From Lake Estes the water travels east via the Olympus and Pole Hill Tunnels to the 38.2 MW Pole Hill Powerplant, where it drops 825 ft, and flows via the shorter Rattlesnake Tunnel to Pinewood Lake. The water then enters the Bald Mountain Tunnel, heading east to a final drop of 1055 ft at 94.5 MW Flatiron Powerplant. From the tailrace of the powerplant the water enters Flatiron Reservoir from which the water is distributed to the eastern slope, including returning native hydropower water to the river at the mouth of the Big Thompson Canyon.
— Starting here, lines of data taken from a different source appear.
PR #5561, opened 2026-06-08
feat: enable reading of detector files for detray in Examples

asalzburger:
Allows to test also written-out files for `geometry_validation` and `propagation_validation`.

--- END COMMIT MESSAGE ---

Screenshot 2026-06-08 at 15 58 24


paulgessinger:
This goes via json right? What's the plan for the detray json format going forward?

niermann999:
> This goes via json right? What's the plan for the detray json format going forward?

In the near future it will stay functional. Many tools that are currently in detray and also traccc unit tests still rely on it. Besides, being able to persist a detray detector still seems quite handy to me.

asalzburger:
> This goes via json right? What's the plan for the detray json format going forward?

Just to be clear - this goes via `detray::writer::json` not the `Acts::toDetrayJson` - which is how we did it for Gen2.

asalzburger:
Here's my current snapshot for `ActsExamples/Propagation`:
- [x] ODD: Gen1/Gen3 ACTS Propagation runs
- [x] ODD: Geant4 reference propagation runs
- [ ] ODD: Detray does not run (neither in-memory nor with file I/O): Gen3 -> Detray drops grid portal links

Also visible in the svg:
Screenshot 2026-06-08 at 16 01 12

Cross-check:
- [x] Detray propagation runs on ToyDetector files runs (generated by detray itself)

::eyes:: @paulgessinger @paradajzblond

Plugins/Detray/include/ActsPlugins/Detray/DetrayGeometryConverter.hpp
```diff
@@ -104,7 +105,16 @@ std::shared_ptr<detray::detector<metadata_t>> toDetray(
       template from_payload<detector_t>(detectorBuilder,
                                         *payloads.surfaceGrids);
 
-  return std::make_shared<detector_t>(detectorBuilder.build(mr));
+  if (!detectorName.empty()) {
+    detectorBuilder.set_name(detectorName);
+  } else if (payloads.names.count(0) > 0) {
```
niermann999:
```suggestion
  } else if (payloads.names.contains(0)) {
```

Python/Plugins/src/Detray.cpp
```diff
@@ -28,27 +33,61 @@ PYBIND11_MODULE(ActsPluginsPythonBindingsDetray, detray) {
...
         });
 
+    detray.def(
+        "readODD",
+        [](vecmem::memory_resource& mr, const std::vector<std::string>& files) {
+          auto cfg = detray::io::detector_reader_config{}.do_check(false);
+          for (const auto& f : files) {
+            cfg.add_file(f);
+          }
+          auto [det, names] =
```
niermann999: If you don't need to use the detector and name map here, can you not just pass on the pair directly?

Examples/Scripts/Python/propagation_validation.py
```diff
@@ -170,18 +173,24 @@ def main():
...
 
-            detrayGeometry = acts.detray.convertODD(
-                __pmr,
-                gContext,
-                trackingGeometry,
-                beampipeVolumeName="BeamPipe",
-                logLevel=logLevel,
-            )
+            if args.input != "":
+                files = sorted(glob.glob(args.input.rstrip("/") + "/*.json"))
```
niermann999: Why do the files need to be sorted? The type of content is encoded in the file header section

asalzburger: Removed.

Python/Plugins/src/Detray.cpp
asalzburger: return directly, was a left-over from a different attempt.

Plugins/Detray/include/ActsPlugins/Detray/DetrayGeometryConverter.hpp
asalzburger: Fixed.

Python/Plugins/src/Detray.cpp
```diff
@@ -28,27 +33,57 @@ PYBIND11_MODULE(ActsPluginsPythonBindingsDetray, detray) {
...
     detray.def(
         "convertODD",
         [](vecmem::memory_resource& mr, const Acts::GeometryContext& gctx,
            const Acts::TrackingGeometry& trackingGeometry,
            const std::string& beampipeVolumeName,
+           const std::string& detectorName = "",
            Acts::Logging::Level logLevel = Acts::Logging::INFO) {
-          return DetrayGeometryConverter::toDetray<DetrayMetaDataODD>(
-              mr, gctx, trackingGeometry, beampipeVolumeName, logLevel);
+          auto [det, names] =
```
niermann999, line 80: Same here?

niermann999 (approved):

asalzburger:
CI errors unrelated to the PR.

===Foothill distribution facilities===
Once the water reaches Flatiron Reservoir, it splits into two branches which distribute water to about 50 mi of the Front Range Corridor, from Fort Collins to near Denver. The northern branch consists of the Horsetooth Feeder Canal and tunnels which feeds water by gravity to Horsetooth Reservoir. The reservoir is formed by four dams in the hills west of Fort Collins and has a total capacity of 151750 acre feet. The northern end of the reservoir outlets into the Charles Hansen Supply Canal, which mainly supplies agriculture in the Cache la Poudre River valley. There is a smaller outlet at Soldier Canyon which provides water to the Fort Collins area.

Water flowing into the southern branch must be pumped into Carter Lake Reservoir, located west of Berthoud. The reservoir can hold up to 112230 acre feet of water. During times of peak power demand, water can be released back from Carter into Flatiron via a pump-generating unit. Water flows south from Carter Lake into the St. Vrain Supply Canal, which provides water to the Little Thompson River and Saint Vrain Creek. From the end of the St. Vrain Canal the Boulder Creek Supply Canal extends southward to Boulder Creek, and the South Platte Supply Canal extends northeast from there to the South Platte River.